🚀 Distilled Medium Whisper ASR Model for Thai
This is a distilled Automatic Speech Recognition (ASR) model based on the Whisper architecture, specifically designed for Thai language speech recognition. It features 4 decoder layers (compared to 24 in the teacher model) and is distilled from a larger teacher model to enhance performance and efficiency.
✨ Features
- Specifically tailored for Thai language speech recognition.
- Distilled from a larger teacher model to improve performance and efficiency.
- Has 4 decoder layers, reducing complexity compared to the teacher model.
📦 Installation
No installation steps were provided in the original document, so this section is skipped.
💻 Usage Examples
No code examples were provided in the original document, so this section is skipped.
📚 Documentation
Model Description
This is a distilled Automatic Speech Recognition (ASR) model, based on the Whisper architecture. It has been specifically tailored for Thai language speech recognition. The model features 4 decoder layers (vs 24 in teacher model) and has been distilled from a larger teacher model, focusing on enhancing performance and efficiency.
Distillation Details
Property |
Details |
Teacher Model |
Medium Whisper ASR model |
Datasets Used for Distillation |
|
Model Performance
- DeepCut Tokenized WER on Common Voice 13 Test Set:
- Distilled Model: 7.58%
- Teacher Model: 7.42%
Additional datasets for distillation or more decoder layers might improve the WER. More to come soon!
Intended Use
This model is intended for use in applications requiring Thai language speech recognition.
Limitations
- The model is specifically trained for the Thai language and may not perform well with other languages.
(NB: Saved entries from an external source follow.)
PR #2757, opened 2021-01-15
tests: use new axe.setup method

straker:
Wanted to start updating the tests to stop using `axe._tree` everywhere and use the new `axe.setup` method, starting by updating the testUtils code. However this was a bit of a rabbit hole as to remove `axe._tree` I needed the root node returned by `axe._setup` which was done in `fixtureSetup`. 

However, updating `fixtureSetup` cause code that relied on it returning the fixture element to stop working, so had to update those tests to not use fixture from `fixtureSetup` (most of the time they just needed to use `queryFixture` instead).

I also found that code would use `fixtureSetup` multiple times when really what it wanted was to setup the fixture, do some shadow work, then setup the tree. To resolve these issues I created a new function to just inject code into the fixture without setting up the tree.

I also noticed in a test that `axe._selectCache` wasn't reset as part of the teardown method so did that in teardown to resolve that problem.

Lastly, I wanted to consolidate some repeated setup code for later by not having every test have to reset the `fixture.innerHTML` itself or call clean up functions every time. So now the beforeEach code will setup the audit to the default state and clean up the fixture element. I also wanted to remove every call of `var fixture = document.querySelector('#fixture')` in every test so that it's more flexible in the future and uses pure functions, so created a new function to just return the fixture element in the testUtils.

Also, as part of this I want to stop using `flatTreeSetup` as `axe.setup` does the exact same thing.

### DIFF
--- a/test/testutils.js
+++ b/test/testutils.js
@@ -17,6 +17,14 @@ var originalAudit = axe._audit;
 var originalRules = axe._audit.rules;
 var originalCommons = (commons = axe.commons);
 
+// add fixture to the body if it's not already
+var fixture = document.getElementById('fixture');
+if (!fixture) {
+  fixture = document.createElement('div');
+  fixture.setAttribute('id', 'fixture');
+  document.body.insertBefore(fixture, document.body.firstChild);
+}
+
 /**
  * Create a check context for mocking/resetting data and relatedNodes in tests
  *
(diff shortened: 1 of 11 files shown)


test/testutils.js
```diff
@@ -96,12 +110,24 @@ testUtils.fixtureSetup = function(content) {
...
+ * Method for injecting content into a fixture and caching
+ * the flattened DOM tree (light and Shadow DOM together)
+ *
+ * @param {String|Node} content Stuff to go into the fixture (html or DOM node)
+ * @return HTMLElement
+ */
+testUtils.fixtureSetup = function(content) {
+  'use strict';
+  testUtils.injectIntoFixture(content);
+  axe.teardown();
```
straker, line 127: Test code that uses loops (like for `input` types) would do so by calling `querySelector` or `fixtureSetup` inside the loop without tearing down. Since the tree changed I figured it was acceptable to call teardown before setting up the tree.

WilcoFiers (approved):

- Performance might vary across different Thai dialects and accents.
- As with any ASR system, background noise and speech clarity can impact recognition accuracy.
Acknowledgments
This model was developed using resources and datasets provided by the speech and language technology community. Special thanks to the teams behind Common Voice, Gowajee, SLSCU, and the Thai Elderly Speech Corpus for their valuable datasets.
Framework versions
Property |
Details |
Transformers |
4.35.2 |
Pytorch |
2.1.2 |
Datasets |
2.16.1 |
Tokenizers |
0.15.0 |
Citation
Cite using Bibtex:
@inproceedings{aung-etal-2024-thonburian,
title = "Thonburian Whisper: Robust Fine-tuned and Distilled Whisper for {T}hai",
author = "Aung, Zaw Htet and
Thavornmongkol, Thanachot and
Boribalburephan, Atirut and
Tangsriworakan, Vittavas and
Pipatsrisawat, Knot and
Achakulvisut, Titipat",
editor = "Abbas, Mourad and
Freihat, Abed Alhakim",
booktitle = "Proceedings of the 7th International Conference on Natural Language and Speech Processing (ICNLSP 2024)",
month = oct,
year = "2024",
address = "Trento",
publisher = "Association for Computational Linguistics",
url = "https://aclanthology.org/2024.icnlsp-1.17",
pages = "149--156",
}
📄 License
The model is released under the MIT license.